Gallup Poll

Goal: To critically analyze the role of probability and chance in real-world situations.
Go to and choose a recent poll that interests you which also has a Survey Methods section that includes a margin of sampling error %.

Survey Information and Methods:
  1. What is the total sample size for this poll, if Gallup lists it? ____________________

  2. What is the overall margin of sampling error Gallup gives? (choose another poll if you can't find one) ______________________

  3. What is the confidence level for the margin of error? (choose another poll if you can't find one) __________________

  4. On what date(s) did Gallup conduct this poll? _______________________

  5. Who did Gallup survey for this poll?

  6. What method did Gallup use to collect the data (face-to-face interviews, phone...)?

  7. What is the headline or title of the poll? Write it here and on the front board (or put a check next to it if someone else has written it already).

  8. What is the publication date?
Critical Analysis:
  1. What do you think is the larger "population" this poll is meant to represent?

  2. Given the way Gallup chose its sample and collected its data for this poll, do you think they actually managed to get a reasonably representative sample of this population of interest? If yes, why do you think so? If not, what subgroups do you think might not be well-represented?

  3. If Gallup had taken a completely unbiased simple random sample from the population for this poll, what would be the overall 95% confident margin of error, given the poll's sample size above in 1. and using the conservative estimate? You may wish to review these slides on confidence intervals. Show the computation and then convert to an approximate percentage.

  4. Is Gallup's margin of error in 2. larger, smaller, or the same as the computed one in 11?

  5. If Gallup's margin of error is different than your computation, does it generate a wider interval or narrower interval than yours would?

  6. Does the title of your poll make any definitive-sounding statements about changes in opinions over time, majority opinion, or differences between groups (e.g., "Record-High Support for Legalizing Marijuana Use in US," "Slim Majority against Government Pushing Traditional Values," or "Women Lead Men on Key Workplace Engagement Measures")? If so, list them. You may also find these kinds of statements inside the article. If you can't find any inside the article, what are the claims of the poll?

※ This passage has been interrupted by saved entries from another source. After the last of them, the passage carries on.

PR #4203, opened 2026-04-04
[Fix] Ensure `TCP_TASKS` is always decremented properly

### LINKED ISSUE #4200: [Bug] Metric tcp_tasks should be recorded as counter, it is an incrementing value
## 🐛 Bug Report

low-severity issue with how metric [`TCP_TASKS` is registered](https://github.com/ProvableHQ/snarkOS/blob/c2f52badcd1be67ac607ea4983fb8b50102dba4c/node/metrics/src/names.rs#L47) is a value that increments forever over the lifetime of the running process as there are no decrement calls.  However, the series is registered as a "gauge" while "counter" is a better fit.   This issue affects certain functional defaults within GCP observability tools, Prometheus functions, and how data is recorded in the tsdb.

## Steps to Reproduce
N/A

## Expected Behavior

Value for metric series should decrement as well as increment if declared as a gauge.

## Your Environment

- 4.6.0
- N/A
- N/A

kaimast:
I noticed a bug in the TCP logic that prevented the gauge for `TCP_TASKS` to be decremented properly when the channel `inbound_message` was closed. This PR fixes the bug and should also resolve #4200.

The changes add a simple `QueuedMessageGuard` that decrements the counter when its dropped, so that when the channel is closed, and the messages within the channel are dropped, the gauge is also decremented accordingly.

### DIFF
--- a/node/tcp/src/protocols/reading.rs
+++ b/node/tcp/src/protocols/reading.rs
@@ -139,7 +139,8 @@ impl<R: Reading> ReadingInternal for R {
             framed.read_buffer_mut().reserve(Self::INITIAL_BUFFER_SIZE);
         }
 
-        let (inbound_message_sender, mut inbound_message_receiver) = mpsc::channel(self.message_queue_depth());
+        let (inbound_message_sender, mut inbound_message_receiver) =
+            mpsc::channel::<(R::Message, QueuedMessageGuard)>(self.message_queue_depth());
 
         // use a channel to know when the processing task is ready
         let (tx_processing, rx_processing) = oneshot::channel::<()>();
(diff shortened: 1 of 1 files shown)


node/tcp/src/protocols/reading.rs
```diff
@@ -216,8 +216,6 @@ impl<R: Reading> ReadingInternal for R {
                             warn_about_dropped_messages(&node, addr, &mut dropped_count, &mut last_drop_log);
                             debug!(parent: node.span(), "the inbound queue for {addr} is no longer saturated");
                         }
-                        #[cfg(feature = "metrics")]
```
kaimast, line 219: This increment also happened on failure, which was another issue with the previous implementation.

vicsn (approved):
Cool approach

ljedrz (approved):
LGTM; note: I wouldn't call this TCP_TASKS (as there are more, mostly persistent), but perhaps sth like PENDING_INBOUND_MESSAGES).

kaimast:
> LGTM; note: I wouldn't call this TCP_TASKS (as there are more, mostly persistent), but perhaps sth like PENDING_INBOUND_MESSAGES).

Should we make a new issue for this?

ljedrz:
@kaimast this is ultimately a UX concern, so it could also be adjusted directly in Grafana; it's not strictly wrong either, just imprecise.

  7. Assume for this question that Gallup's sample is indeed representative of the population (e.g., no bias). If you take into account Gallup's margin of error when you interpret the poll results, is it statistically valid for Gallup to make the statements it did in the title or elsewhere about the population? In other words, are the primary conclusions supported by the data if you take into account Gallup's margin of error? Take any overlaps into consideration--show them and explain why or why not. For instance, arguments might look something like: 54%-4% = 50% but the headline makes it sound like a majority, or 45%-5%=40% may not be highest since 1969 because... You may wish to review the first three slides of clickers on confidence intervals, which has an analysis similar to what you will do. Show your intervals and analysis here and why the conclusions are supported or why they are not.

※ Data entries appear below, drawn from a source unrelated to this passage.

PR #4206, opened 2026-04-08
[Fix] Improve parsing errors for --peers & --validators

### LINKED ISSUE #3991: [Bug] Invalid peer address fails with opaque error message
## 🐛 Bug Report

The following is all on a local devnet when passing values to `--peers` or `--validators`

I still have to isolate when this happens, but it is either when we fail to prepend `http://`, or when we use `localhost` instead of `127.0.0.1`, or it is just happening randomly:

  8. Review these slides and then explain what 95% confidence interval means.

  9. Explain what margin of error means.

  10. Assume little to no bias and truly a random sample. If Gallup conducted 100 such polls with a 95% confidence interval, then about how many polls are likely to include the true population percentage (use the definition of confidence interval)?

  11. Is there any way to know which intervals contain the true percentage and which ones don't?

  12. Is there any way to know for sure if it is a representative sample?

  13. How should we interpret a margin of error if the sample is very biased?

  14. Name at least one item from your article that you found interesting or surprising, or that you had a question on.